### Work to complete
Take every line containing "scanning" from the material and copy it.

### Given records
PR #34880, opened 2026-03-10
Add second readdir check to prevent rootcheck false positives

### LINKED ISSUE #32653: Hundreds of false positives Hidden from stats, but showing up on readdir due to bug
|---|---|---|---|---|
| 4.13.1 | Wazuh component | Manager/Agent | Packages/Sources | Debian/Ubintu |

The bug is a result of a file being deleted and check running while the file is deleted so it's a classical race condition.
The solution is simple: instead of sequence: `stat-readdir` (or `readdir-stat`) do `stat-readdir-stat` or `readdir-stat-readdir` to confirm that the file is not being deleted while check is examining it.

anromerom:
## Description

Closes #32653

Rootcheck scan fires false positive `"Hidden from stats, but showing up on readdir. Possible kernel level rootkit."` alerts when files are deleted between `readdir()` and `lstat()` calls. This race condition is triggered by legitimate processes that delete files while rootcheck is scanning, producing hundreds of false alerts per scan cycle.

This PR replaces the original immediate-alert behavior with a deferred readdir re-verification approach:

1. When `lstat()` fails with `ENOENT`, the file is added to a suspect list instead of alerting immediately.
2. After the main `readdir` loop completes, the directory is reopened and a second `readdir` pass checks whether each suspect still appears in the listing.
  a. If the file is still listed but `lstat` returned `ENOENT`: rootkit alert.
  b. If the file is gone from the listing: no alert.

This preserves the original rootkit detection logic while eliminating false positives from legitimate file deletions.

## Proposed Changes

- **`src/rootcheck/check_rc_sys.c`**:
  - Add `#include <errno.h>` and `#define RC_ENOENT_SUSPECT (-2)` return code.
  - Modify `read_sys_file()`: on `lstat` failure with `ENOENT`, return `RC_ENOENT_SUSPECT` instead of alerting.
  - Extract alert formatting into `rc_emit_hidden_alert()` helper (used by both immediate alerts and deferred verification)
  - Modify `read_sys_dir()`: collect ENOENT suspects in a dynamic array, then perform a batch readdir re-verification after the main loop. Non-ENOENT errors (e.g., `EACCES`) still trigger the alert immediately.
  - Fallback: if the directory cannot be reopened for verification, all suspects are alerted (safe default)

- **`src/unit_tests/syscheckd/test_check_rc_sys.c`**: 5 cmocka unit tests
- **`src/unit_tests/syscheckd/CMakeLists.txt`**: Register `test_check_rc_sys` target (Linux only)

#### Unit Tests

<details><summary>Results - 5/5 PASS 🟢</summary>

| # | Test | Description | Result |
|---|------|-------------|--------|
| 1 | `test_enoent_deleted_file_no_alert` | File deleted between readdir and lstat. Second readdir confirms file is gone. No alert. | PASS |
| 2 | `test_enoent_hidden_file_alerts` | lstat returns ENOENT but file still appears in second readdir. Rootkit alert fires. | PASS |
| 3 | `test_eacces_still_alerts` | lstat fails with EACCES (not ENOENT). Alert fires immediately, no deferral. | PASS |
| 4 | `test_existing_file_no_alert` | Normal file exists. lstat succeeds. No alert, no retry. | PASS |
| 5 | `test_multiple_suspects_mixed` | Two ENOENT suspects: one deleted (gone from 2nd readdir → no alert), one hidden (still in 2nd readdir → alert). Verifies batch handling. | PASS |

```
[==========] tests: Running 5 test(s).
[ RUN      ] test_enoent_deleted_file_no_alert
[       OK ] test_enoent_deleted_file_no_alert
[ RUN      ] test_enoent_hidden_file_alerts
[       OK ] test_enoent_hidden_file_alerts
[ RUN      ] test_eacces_still_alerts
[       OK ] test_eacces_still_alerts
[ RUN      ] test_existing_file_no_alert
[       OK ] test_existing_file_no_alert
[ RUN      ] test_multiple_suspects_mixed
[       OK ] test_multiple_suspects_mixed
[==========] tests: 5 test(s) run.
[  PASSED  ] 5 test(s).
```

</details> 

#### Test script

A script was created to reproduce the race condition and compare unpatched and patched behavior across 10 iterations:

- **Setup**: 200 decoy files in `/tmp/rootcheck_race_test/`, 50ms `lstat` delay to widen the race window.
- **Procedure**: Start `wazuh-syscheckd` in foreground with debug mode, wait for rootcheck to begin scanning the test directory, delete all decoy files mid-scan, count `"Hidden from stats"` alerts.
- **Runs**: 10 iterations unpatched, then 10 iterations patched, with per-iteration timing and alert counts

**Results:**

| Metric | Unpatched (10 runs) | Patched (10 runs) |
|--------|--------------------|--------------------|
| False alerts (avg) | **193.6** | **0.0** |
| False alerts (min/max) | 193 / 198 | 0 / 0 |
| False alerts (total) | 1,936 | 0 |
| Scan duration avg (ms) | 20,618 | 20,685 |
| Scan duration min/max (ms) | 20,388 / 21,113 | 20,385 / 21,114 |

**Per-iteration detail:**
```
Iter   UNPATCHED             PATCHED
       Alerts  Time(ms)      Alerts  Time(ms)
 1       198    20439           0     21095
 2       193    20400           0     20428
 3       193    21113           0     20423
 4       193    21107           0     21104
 5       194    20388           0     21114
 6       193    20411           0     20385
 7       193    21085           0     20385
 8       193    20413           0     21098
 9       193    20410           0     20393
10       193    20410           0     20422
```

The second `readdir` pass adds negligible overhead because directory data is already cached in the kernel page cache from the first pass. On clean systems (no file deletions during scan), zero additional work is performed.

</details> 

### Artifacts Affected

- `wazuh-syscheckd`

### Configuration Changes

- N/A

### Documentation Updates

- N/A

### Tests Introduced

- **cmocka unit tests** (`src/unit_tests/syscheckd/test_check_rc_sys.c`): 5 test cases covering:
  - Deleted file → no alert
  - Hidden file → alert
  - Non-ENOENT error → immediate alert
  - Normal file → no alert
  - Mixed batch → correct per-file handling
- **CMakeLists.txt** updated to register `test_check_rc_sys`

## Review Checklist

- [x] Code changes reviewed

### DIFF
--- a/src/rootcheck/check_rc_sys.c
+++ b/src/rootcheck/check_rc_sys.c
@@ -17,6 +17,8 @@
 /* Prototypes */
 static int read_sys_file(const char *file_name, int do_read);
 static int read_sys_dir(const char *dir_name, int do_read);
+static void rc_build_path(char *buf, size_t len,
+                          const char *dir, const char *name);
 #ifndef WIN32
 static void rc_emit_hidden_alert(const char *file_name);
 static int rc_collect_suspect(char ***suspects, size_t *count,
@@ -191,6 +193,18 @@ static int read_sys_file(const char *file_name, int do_read)
     return (0);
 }
 
+/* Build a full path from a directory and a file name.
+ * Handles the root directory ("/") as a special case to avoid "//name". */
+static void rc_build_path(char *buf, size_t len,
+                          const char *dir, const char *name)
+{
+    if (strlen(dir) == 1 && *dir == PATH_SEP) {
+        snprintf(buf, len, "%c%s", PATH_SEP, name);
+    } else {
+        snprintf(buf, len, "%s%c%s", dir, PATH_SEP, name);
+    }
+}
+
 #ifndef WIN32
 /* Emit the "Hidden from stats" rootkit alert for a given file */
 static void rc_emit_hidden_alert(const char *file_name)
@@ -264,13 +278,7 @@ static void rc_verify_suspects(const char *dir_name, char **suspects,
                         strcmp(suspects[s], entry->d_name) == 0) {
                     char full_path[PATH_MAX + 2];
 
-                    if (strlen(dir_name) == 1 && *dir_name == PATH_SEP) {
-                        snprintf(full_path, PATH_MAX + 1, "%c%s",
-                                 PATH_SEP, suspects[s]);
-                    } else {
-                        snprintf(full_path, PATH_MAX + 1, "%s%c%s",
-                                 dir_name, PATH_SEP, suspects[s]);
-                    }
+                    rc_build_path(full_path, PATH_MAX + 1, dir_name, suspects[s]);
 
                     mtdebug2(ARGV0, "File '%s' still listed in readdir "
                              "after lstat ENOENT. Alerting.", full_path);
@@ -300,13 +308,7 @@ static void rc_verify_suspects(const char *dir_name, char **suspects,
             if (suspects[s] != NULL) {
                 char full_path[PATH_MAX + 2];
 
-                if (strlen(dir_name) == 1 && *dir_name == PATH_SEP) {
-                    snprintf(full_path, PATH_MAX + 1, "%c%s",
-                             PATH_SEP, suspects[s]);
-                } else {
-                    snprintf(full_path, PATH_MAX + 1, "%s%c%s",
-                             dir_name, PATH_SEP, suspects[s]);
-                }
+                rc_build_path(full_path, PATH_MAX + 1, dir_name, suspects[s]);
 
                 rc_emit_hidden_alert(full_path);
                 _sys_errors++;
@@ -419,11 +421,7 @@ static int read_sys_dir(const char *dir_name, int do_read)
         }
 
         /* Create new file + path string */
-        if (strlen(dir_name) == 1 && *dir_name == PATH_SEP) {
-            snprintf(f_name, PATH_MAX + 1, "%c%s", PATH_SEP, entry->d_name);
-        } else {
-            snprintf(f_name, PATH_MAX + 1, "%s%c%s", dir_name, PATH_SEP, entry->d_name);
-        }
+        rc_build_path(f_name, PATH_MAX + 1, dir_name, entry->d_name);
 
         /* Check if file is a directory */
         if (lstat(f_name, &statbuf_local) == 0) {


src/rootcheck/check_rc_sys.c
```diff
@@ -333,9 +360,135 @@ static int read_sys_dir(const char *dir_name, int do_read)
             }
         }
 
+#ifndef WIN32
+        int rc = read_sys_file(f_name, do_read);
```
rjcausarano: Why are we not running this check on Windows?

anromerom: Hi Rodri! The alert based on a failing `lstat` command is Windows specific. It was already inside `ifndef WIN32` blocks (line 38-58). For that reason, the final `readdir` check is also only needed on non-Windows builds.

src/rootcheck/check_rc_sys.c
```diff
@@ -204,6 +227,10 @@ static int read_sys_dir(const char *dir_name, int do_read)
     short skip_fs;
 
 #ifndef WIN32
+    char **suspects = NULL;
+    unsigned int suspect_count = 0;
+    unsigned int suspect_capacity = 0;
```
lchico:
```suggestion
    size_t suspect_count = 0;
    size_t suspect_capacity = 0;
```

To avoid narrowing conversion on [line 382](https://github.com/wazuh/wazuh/pull/34880/changes#diff-3c9544e3a7d146546a9a6bf5cee7813939aeb847a56943d1902a1f2987dbcb3fR382)

src/rootcheck/check_rc_sys.c
```diff
@@ -333,9 +360,135 @@ static int read_sys_dir(const char *dir_name, int do_read)
...
+        int rc = read_sys_file(f_name, do_read);
+
+        if (rc == RC_ENOENT_SUSPECT) {
+            if (suspect_count >= suspect_capacity) {
+                size_t new_capacity = (suspect_capacity == 0) ? 32 : suspect_capacity * 2;
+                char **new_suspects = (char **)realloc(suspects, new_capacity * sizeof(char *));
+                if (new_suspects == NULL) {
+                    mterror(ARGV0, "Out of memory collecting ENOENT suspects.");
+
+                    unsigned int k;
```
lchico: Based on the previous changes, you will need to update this and the others (to stay consistent with **suspect_count** and **suspect_capacity**, which are now **size_t**).

```suggestion
                    size_t k;
```

src/rootcheck/check_rc_sys.c
```diff
@@ -333,9 +360,135 @@ static int read_sys_dir(const char *dir_name, int do_read)
...
+                    for (k = 0; k < suspect_count; k++) {
+                        free(suspects[k]);
```
lchico: **shared.h** already provides os_free(), which guards against double-free and sets the pointer to NULL automatically. Consider replacing free(suspects[k]) with os_free(suspects[k]) here and free(suspects) with     
  os_free(suspects).

src/rootcheck/check_rc_sys.c
```diff
@@ -333,9 +360,135 @@ static int read_sys_dir(const char *dir_name, int do_read)
...
+                suspects = new_suspects;
+                suspect_capacity = new_capacity;
+            }
+            suspects[suspect_count] = strdup(entry->d_name);
+            if (suspects[suspect_count] == NULL) {
+                mterror(ARGV0, "Out of memory duplicating suspect name.");
+
+                unsigned int k;
+                for (k = 0; k < suspect_count; k++) {
+                    free(suspects[k]);
```
lchico: Same as above — prefer os_free(suspects[k]) and os_free(suspects) for consistency with the project conventions.

src/rootcheck/check_rc_sys.c
```diff
@@ -333,9 +360,135 @@ static int read_sys_dir(const char *dir_name, int do_read)
...
+                return (-1);
+            }
+            suspect_count++;
+        }
+#else
         read_sys_file(f_name, do_read);
+#endif /* WIN32 */
     }
 
+#ifndef WIN32
```
lchico, line 491: The new suspect-related logic (lines 363–489) introduces two additional #ifndef WIN32 blocks inside read_sys_dir, which already uses this guard at lines 229 and 276. Consider consolidating — all four blocks are Linux-only. Grouping them under fewer, well-placed guards would make the Windows vs Linux split easier to follow at a glance.

src/rootcheck/check_rc_sys.c
anromerom: Hi Luis! The suggestion was applied

src/rootcheck/check_rc_sys.c
anromerom: Hi Luis! The suggestion was applied

src/rootcheck/check_rc_sys.c
anromerom: Hi Luis! The suggestion was applied

src/rootcheck/check_rc_sys.c
anromerom: Hi Luis!

This refactor is not direct as the previous WIN32 block has an else clause (line 400: `read_sys_file(f_name, do_read);`) which lies within the previous `while` loop. The second WIN32 block has the second `readdir` pass, which is exclusive for non-Windows builds.

cborla: Maybe we can split it into two functions and avoid this condition, the code would be clearer.
```c
static int read_sys_dir(const char *dir_name, int do_read)
{
#ifndef WIN32
    return read_sys_dir_posix(dir_name, do_read);
#else
    return read_sys_dir_win32(dir_name, do_read);
#endif
}
```
What do you think?

src/rootcheck/check_rc_sys.c
lchico: A small static helper would eliminate all three:

```
  static void rc_build_path(char *buf, size_t len,
                            const char *dir, const char *name)
  {
      if (strlen(dir) == 1 && *dir == PATH_SEP) {
          snprintf(buf, len, "%c%s", PATH_SEP, name);
      } else {
          snprintf(buf, len, "%s%c%s", dir, PATH_SEP, name);
      }
  }
```

  The same if (strlen(dir_name) == 1 && *dir_name == PATH_SEP) block appears at:
  - Line 314–317 (first readdir loop)
  - Lines 410–415 (second pass, dp2 != NULL)
  - Lines 451–457 (second pass, fallback/dp2 == NULL)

### Solved problem
Rootcheck scan fires false positive `"Hidden from stats, but showing up on readdir. Possible kernel level rootkit."` alerts when files are deleted between `readdir()` and `lstat()` calls. This race condition is triggered by legitimate processes that delete files while rootcheck is scanning, producing hundreds of false alerts per scan cycle.
- **Procedure**: Start `wazuh-syscheckd` in foreground with debug mode, wait for rootcheck to begin scanning the test directory, delete all decoy files mid-scan, count `"Hidden from stats"` alerts.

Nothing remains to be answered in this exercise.